───── Data supplied
PR #750, opened 2022-02-23
fix: add resize observer for custom template

tuanddd:
This PR wrap the custom result template container with ResizeObserver (similar to the normal `Result` component). The reason is to get rid of extra responsive CSS that we have to inject along with the code snippet and to provide responsive support for banners.

### DIFF
--- a/.changeset/late-actors-destroy.md
+++ b/.changeset/late-actors-destroy.md
@@ -1,0 +1,5 @@
+---
+'@sajari/react-search-ui': patch
+---
+
+Add ResizeObserver for custom templates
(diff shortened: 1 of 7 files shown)


wwalser (dismissed):

zlatanpham:
Note that it always displays one column when I pull down the code to do the testing. Also, if this requires the code snippet in the console to change then it can unexpectedly break the UI of existing customers if they did use a result template. I think it is something we should put in consideration.

tuanddd:
It shouldn't be, I'll have a look

zlatanpham (approved):
LGTM

wwalser (approved):

PR #752, opened 2022-02-28
fix: banner should not expand row height

tuanddd:
This should fix the issue where the banner height is larger than the row's items height and therefore expanding the row height (see below)
Screen Shot 2022-02-28 at 11 41 50

After the fix it should look like this
Screen Shot 2022-02-28 at 11 31 01

However, when the banner's height is smaller than the item's height then the following happens (the banner doesn't span all the full height), maybe @zlatanpham or @chidojiro would have an idea.
Screen Shot 2022-02-28 at 11 42 57

### DIFF
--- a/.changeset/hot-files-hang.md
+++ b/.changeset/hot-files-hang.md
@@ -1,0 +1,5 @@
+---
+'@sajari/react-search-ui': patch
+---
+
+Banner should not increase the row height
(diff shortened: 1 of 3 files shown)


zlatanpham:
I'm currently looking into the issue

wwalser (dismissed):

zlatanpham:
Fixed the issue mentioned in the description:

https://user-images.githubusercontent.com/12707960/157042072-f87e817b-2715-4179-9a5d-a2d416c7e69a.mov

wwalser (dismissed):

zlatanpham (approved):

PR #753, opened 2022-03-02
feat: integrate SearchIOAnalytics for simplified event tracking

JasonBerry:


packages/hooks/src/ContextProvider/controllers/Response.ts
```diff
@@ -109,6 +112,13 @@ export class Response {
     return this.response !== undefined ? (this.response.get('time') as number) : undefined;
   }
 
+  /**
+   * Return queryId from the response.
+   */
+  public getQueryId(): string | undefined {
+    return this.response !== undefined ? (this.response.get('queryId') as string) : undefined;
```
wwalser, line 119: I get the impression that `this.response?.get('queryId') as string | undefined` would be sufficient here? Using a `Map` instead of a typed `{}` for `response` was a design mistake. Means you have to constantly type things. I wonder if we can roll out of that without impacting anyone.

packages/search-ui/src/Input/index.test.tsx
```diff
@@ -0,0 +1,92 @@
+import 'whatwg-fetch';
```
wwalser, line 1: 🙏

packages/search-ui/src/Input/index.tsx
```diff
@@ -93,19 +94,20 @@ const Input = React.forwardRef((props: InputProps<any>, ref: React.ForwardedRef<
         results.splice(0, maxSuggestions).map((result) => {
           const { values, token } = result;
           const { description, image, title } = values;
-          const { href, onClick } = applyClickTracking({ tracking, values, token });
+          const { href, onClick: clickTrackingOnClick } = applyClickTracking({ tracking, values, token });
+          const { onClick: eventTrackingOnClick } = applyEventTracking({ tracking, values, searchIOAnalytics });
```
wwalser, line 98: Maybe there's an opportunity here for a hook, specific to the Input component as it doesn't need to be a part of the SDK, which performs both of these and picks between the two. I'm a little weary to have both inline like this.

Imagine the file is ~10 lines long and 3 of them are a comment explaining why it's necessary to do both.

packages/search-ui/src/utils/applyClickTracking.ts
```diff
@@ -1,11 +1,11 @@
-import { ClickTracking, PosNegTracking, ResultClickedFn, Token } from '@sajari/react-hooks';
+import { ClickTracking, EventTracking, PosNegTracking, ResultClickedFn, Token } from '@sajari/react-hooks';
 import { isEmpty, isFunction, isString, isValidURL, noop } from '@sajari/react-sdk-utils';
 
 import { ResultValues } from '../Results/types';
 
 export interface ApplyClickTrackingParams {
   token: Token | undefined;
-  tracking: ClickTracking | PosNegTracking | undefined;
+  tracking?: ClickTracking | PosNegTracking | EventTracking;
```
wwalser, line 8: I may have other nits and questions but architecturally, this is my one concern.

I wonder if it's wise to have this be yet another type that tracking could be instead of a wholely new field whose type is absolutely certain. To me, tracking is something that users of the API were meant to choose between. New simplified tracking is not another choice among those but _the_ way to go moving forward.

The number of times that we need to use `instanceof` is a smell IMO.

wwalser (approved):
I'm okay if 'this is the way we should go' but I did flag one bigger thing which I'm genuinely concerned about and would like to hear your thoughts on. Happy to meet or type it out.

Thanks for gardening as you go 👍.

packages/hooks/src/ContextProvider/controllers/Response.ts
JasonBerry: `this.response?.get('queryId') as string | undefined` would indeed be sufficient, I was simply following the established pattern but I might clean all of these up while I'm at it to make them consistent.

Agreed that the `Map` adds unnecessary verbosity with very little benefit, and in fact works against the ability to type the response nicely and means we need to keep casting all the time. I'd like to re-work the `Response` object in a separate release rather than dropping it into this one.

packages/search-ui/src/utils/applyClickTracking.ts
JasonBerry: Agreed. Will refactor the tracking work next week (existing and new) to not need any of this.

packages/search-ui/src/Input/index.tsx
JasonBerry: I think the refactor next week will address this.

packages/hooks/src/useTracking/index.ts
```diff
@@ -8,11 +6,9 @@ function useTracking(): UseTrackingResult {
     resultClicked,
     search: { pipeline },
   } = useContext();
-  const client = pipeline.getClient();
   return {
-    consumeInteractionToken: client.interactionConsume,
+    consumeInteractionToken: pipeline.getClient().interactionConsume,
     handleResultClicked: resultClicked,
-    posNegLocalStorageManager: new PosNegLocalStorageManager(client),
```
JasonBerry, line 15: I've removed this from the hook, does that require a major release you think?

wwalser (dismissed):
Fantastic. Great encapsulation with onResultClicked.

packages/hooks/src/ContextProvider/controllers/Pipeline.test.ts
```diff
@@ -56,4 +56,25 @@ describe('Pipeline', () => {
 
     expect(pipeline.getClient().config.userAgent).toEqual(userAgent);
   });
+
+  it('should call tracking.bootstrap on constructor', () => {
```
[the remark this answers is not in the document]
JasonBerry: That's a good call. There's a few I'll update with this in mind.

packages/hooks/src/useTracking/index.ts
wwalser: Technically it should, but I really don't want to.

Does keeping it around cause any knock on issues? Perhaps a @todo to remove on next major release?

wwalser (approved):

PR #1191, opened 2021-12-23
Fix modules warned or failed with nf-core modules lint

drpatelh:
Fixed some of these whilst developing https://github.com/nf-core/tools/pull/1374

* Now properly allow for `input:` and `output:` not being specified in module
* Allow for containers from other biocontainers resource
* Allow for `stageAs` syntax as defined here: https://github.com/nf-core/modules/blob/cde237e7cec07798e5754b72aeca44efe89fc6db/modules/cat/fastq/main.nf#L11
* Fix mismatching container versions and replace `%3A` notation with `:`
* Add missing modules to `pytest_modules.yml`
* Fix modules using `version` instead of `versions` in `emit` statement

Most of the remaining lint warnings are for modules that needs a version bump and those that generate empty files.


drpatelh:
No idea why `pirate` is failing I'm afraid. But nothing to do with the changes on this PR.

grst (approved):
LGTM

PR #1198, opened 2022-01-07
Bump software versions for viralrecon modules

drpatelh:
* Remove custom params.save_unaligned from bowtie2_align
* Unify samtools modules and error if input and output names are the same


erikrikarddaniel (approved):
LGTM.

drpatelh:
Just the conda tests failing for `picard` and `pangolin` now so should be good to go.

PR #1218, opened 2022-01-19
update manta to enable jointcalling

ramprasadn:
## PR checklist

Update manta to enable jointcalling for germline variants

Closes #XXX 

- [ ] Add a resource `label`


modules/manta/germline/main.nf
```diff
@@ -8,11 +8,12 @@ process MANTA_GERMLINE {
...
     input:
-    tuple val(meta), path(input), path(input_index)
+    tuple val(meta), path(input)
+    path index
     path fasta
-    path fai
-    path target_bed
-    path target_bed_tbi
+    path fasta_fai
+    tuple val(bed_meta), path(target_bed), path(target_bed_tbi)
```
──────────
**Exercise requirements:** Every line in the entries that contains the word "ResultClickedFn" should be counted, and the total stated alone.

**Result of this task:** 2